C++ is value-based, i.e., if you create an object of a given type you really have an object of this type. This doesn't play nicely with dynamic polymorphism. To get dynamic polymorphism you use a pointer or a reference to the actual object. To also get the life-time straight you typicslly allocate the corresponding object on the stack (make sure your base class has a virtual destructor if you ever release an object of a derived type using a pointer to the base). With this, you should be all set: just call a virtual function of the base class through a pointer to rhe base: When you overridethe function in the derived class this is the function which is called.
If you write
AllPlayers m_player;
that is going to be an instance of AllPlayers and cannot be an instance of a class that derives from it.
You should instead use a pointer and allocate the class on the stack.
For example:
class MyMediaPlayer
{
public:
MyMediaPLayer(int playerType);
~MyMediaPLayer();
AllPlayers m_player;
};
MyMediaPlayer::MyMediaPlayer(int PlayerType)
{
if (PlayerType == 0) {
m_player = new VlcPlayer;
}
else {
m_player = new Mplayer;
}
}
MyMediaPlayer::~MyMediaPlayer()
{
if (0 != m_player) {
delete m_player;
m_player = 0;
}
}
As suggested by #xception use of unique_ptr may relieve you from having to write code to deallocate the instance.
As correctly pointed out by #DietmarKühl you should always declare a virtual destructor in a root class (a base class that does not itself derives from some other class) as is the case with AllPlayers.
class AllPlayers
{
public:
virtual ~AllPlayers();
virtual void play(); // note: this should probably be pure virtual.
};
The reason this will not work is colloquially known as Object Splicing. (Or, for those Harry Potter readers out there, Object Splinching)
Let's look at an example:
class Foo
{
public:
int bob;
float fred;
// Foo(const Foo& otherfoo); // implicit copy constructor
};
class Bar : public Foo
{
public:
double gabe; // gabe newell is fat
char steve; // steve jobs is thin
// Bar(const Bar& otherbar); // implicit copy constructor
};
int main()
{
Foo f;
Bar b;
f.bob = 10;
f.fred = 1.5;
b.bob = 15;
b.fred = 2.5;
b.gabe = 1.77245385091; // sqrt(pi)
b.steve = -4;
f = Foo(b);
return 0;
}
This is legal and valid. Problem is, the implicit copy constructor of Foo is called, and Foo's copy constructor knows nothing about what a Bar is. Only that it contains everything a Foo has, and some extra irrelevant crap. Because of this, only the Foo's data gets preserved; the data unique to the Bar gets spliced off.
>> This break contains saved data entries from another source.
PR #893, opened 2024-04-25
fix(sdk): reset the color of messages in the custom metrics exporter

reiyw:
This pull request adds a reset code that was missing from the messages output when using the custom metric exporter. Prior to making this change, there was no reset output after this message, so all subsequent messages were green.


nirga (approved):
Thanks!

PR #1068, opened 2024-05-19
feat(milvus): add Milvus instrumentation

### LINKED ISSUE #244: 🚀 Feature: Milvus Instrumentation

All Packages

### 🔖 Feature description

Instrument calls to [Milvus](https://milvus.io/docs/search.md), including adding attributes, similarly to our [Chroma](https://github.com/traceloop/openllmetry/tree/main/packages/opentelemetry-instrumentation-chroma) instrumentation. The instrumentation should support all types of calls - streaming, non streaming, async, etc.

Completness of OpenLLMetry

Similarily to other instrumentations we have in this repo.

### 🔄️ Additional Information

* Make sure to initialize this in [Traceloop SDK](https://github.com/traceloop/openllmetry/blob/main/packages/traceloop-sdk/traceloop/sdk/tracing/tracing.py#L241).
* Add proper [tests](https://github.com/traceloop/openllmetry/tree/main/packages/traceloop-sdk/tests).

None

Josecespedesant:
Fixes #244

Testing instrumentation in Traceloop:

image

- [x] I have added tests that cover my changes. (Same as chromadb package, some test cases can still be added)


Josecespedesant:
Also mentioning #244 the issue here as well

nirga (commented):
Thanks so much @Josecespedesant! Looks like there's an error when trying to install the package, can you take a look?

nirga:
@Josecespedesant looks like there's a conflict during installation:

https://github.com/traceloop/openllmetry/actions/runs/9147471985/job/25149747974

Josecespedesant:
Will take a look at it!

packages/opentelemetry-instrumentation-milvus/opentelemetry/instrumentation/milvus/__init__.py
```diff
@@ -0,0 +1,93 @@
...
+
+WRAPPED_METHODS = [
+    {
+        "package": pymilvus,
+        "object": "MilvusClient",
+        "method": "insert",
+        "span_name": "milvus.insert"
+    },
+    {
+        "package": pymilvus,
```
nirga, line 30: I think this needs to be a string otherwise this may fail

nirga (commented):
Overall looks good. Left a small comment, and we need to make the test pass

packages/opentelemetry-instrumentation-milvus/opentelemetry/instrumentation/milvus/__init__.py
Josecespedesant: Hi! From what I saw in the chromadb instrumentation the package is added directly as this, I don't know if for this case it's different but it seems to work as this?

nirga: You're right! I was only looking at Pinecone

nirga (approved):
Thanks so much @Josecespedesant, great work!

Josecespedesant:
Thank you very much! Looking forward to work on any other issue that arises 🙌

PR #1134, opened 2024-05-24
fix(weaviate): support v4.6.3

tibor-reiss:
Related to #1123

- Bump weaviate from 3.26.2 to 4.6.3
- Update instrumentation to be compatible with v4
- Update the examples
- Keep v3-specific code so that 3.26.2 still works


nirga:
Thanks @tibor-reiss, did you try it to make sure it works with the new version?

tibor-reiss:
Hi @nirga, yes, 9 passed, 1 skipped.
Took me a while to figure out that it was just a bump in the version in `__init__` - but this was a good learning curve :)

nirga:
@tibor-reiss can you run one of the sample apps that use weaviate and make sure that you see traces, and add a screenshot here? I vaguely remember that there was a reason why @paolorechia who wrote this instrumentation didn't enable it for v3

tibor-reiss:
@nirga Took me some time to set up a fully functioning environment locally - consequently, I have updated the sample apps to accommodate for local work. I adjusted v4 so it resembles v3.
It seems v3 still runs with weaviate v4, but it will be deprecated at some point.
Screenshot attached from traceloop.

nirga:
@tibor-reiss actually no :/ the GET / DELETE spans you're seeing are instrumented by otel's URLLIB3 that we're installing :/ Looks like the weaviate spans aren't there. You can easily see it by disabling all instrumentations except for weaviate, like this:

```
from traceloop.sdk.instruments import Instruments

Traceloop.init(instruments={Instruments.WEAVIATE})
```

From that, I'm guessing that if we update the test files to use the v4 syntax they will also start failing

tibor-reiss:
Thanks for your patience @nirga! Here the updated screenshot.
image

nirga:
Thanks @tibor-reiss! Don't update version numbers, they get bumped automatically when we release 😃

So now it works both with old and new versions of weaviate? Or did we drop support for old versions?

tibor-reiss:
@nirga Oh, sorry, I did not think that you would like to keep support for v3 - installing 0.19.0 with weaviate==3.26.2 would have still worked.

Anyway, I have put it back - with minor changes:
- _GraphQLInstrumentor is the only overlap
- marked the v3 so hopefully it can be easily deleted in the future
- moved the previous tests to *_v3.py

So now both versions work - tested both the weaviate_v3.py and weaviate_v4.py.

nirga:
@tibor-reiss the recording of the cassettes don't work for you?

nirga:
Hey @tibor-reis! What VCR does is just recording and replaying of HTTP requests, so as long as the database is sending back responses this should work. I can try and look into this as well today. 

During CI, I think spinning off a local weaviate might be more cumbersome than recording and replaying HTTP responses but if you think it's easier and stable enough - let's do it. Can you assist in fixing the CI yaml though? (it's under the .github folder)

tibor-reiss:
The reason for some test failures is that grpc is built into weaviate-v4. grpc, but this is not supported in vcrpy. As a solution for these tests, I have removed the vcr markers, and added a command line flag (`with_grpc`), i.e. the tests which use grpc (e.g. fetching) need a running weaviate instance.

packages/sample-app/sample_app/weaviate_v3.py
```diff
@@ -1,40 +1,37 @@
 # Tested with weaviate-client==3.26.0
+# Weaviate instrumentation with opentelemetry-instrumentation-weaviate==0.19.0
```
nirga, line 2: this can be removed, right? cause we support both

nirga (commented):
Thanks @tibor-reiss! This looks overall good, 2 small comments:
1. Can you fix the lint issues?
2. Can you remove the cassettes that are no longer used?

packages/sample-app/sample_app/weaviate_v3.py
tibor-reiss: Are there any cassettes left? I removed both "fetch" cassettes, the rest is needed afais.

nirga (approved):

It's important to note that this is DEFINED BEHAVIOR: it's doing EXACTLY WHAT YOU TELL IT TO. Casting between a subclass of a base class and a base class is implicit. Furthermore, the behavior of the copy constructor is implicit.
It's also important to note that, under the hood, C++ pointers and references work in the same way. It's perfectly sane to pass the Bar to Foo's copy constructor by reference, this pass by reference does not produce a copy of the object. It's the same as working with a pointer.
The actual splicing takes place as a direct result of the copy constructor biting off more than it can chew. It gets an object with more state than it expected, and its only choice is to ignore the extra state.
With python, this doesn't happen because everything is implicitly stored as a reference type. Since you only work with references (the objects themselves are abstracted away), you never have the opportunity to accidentally splice an object.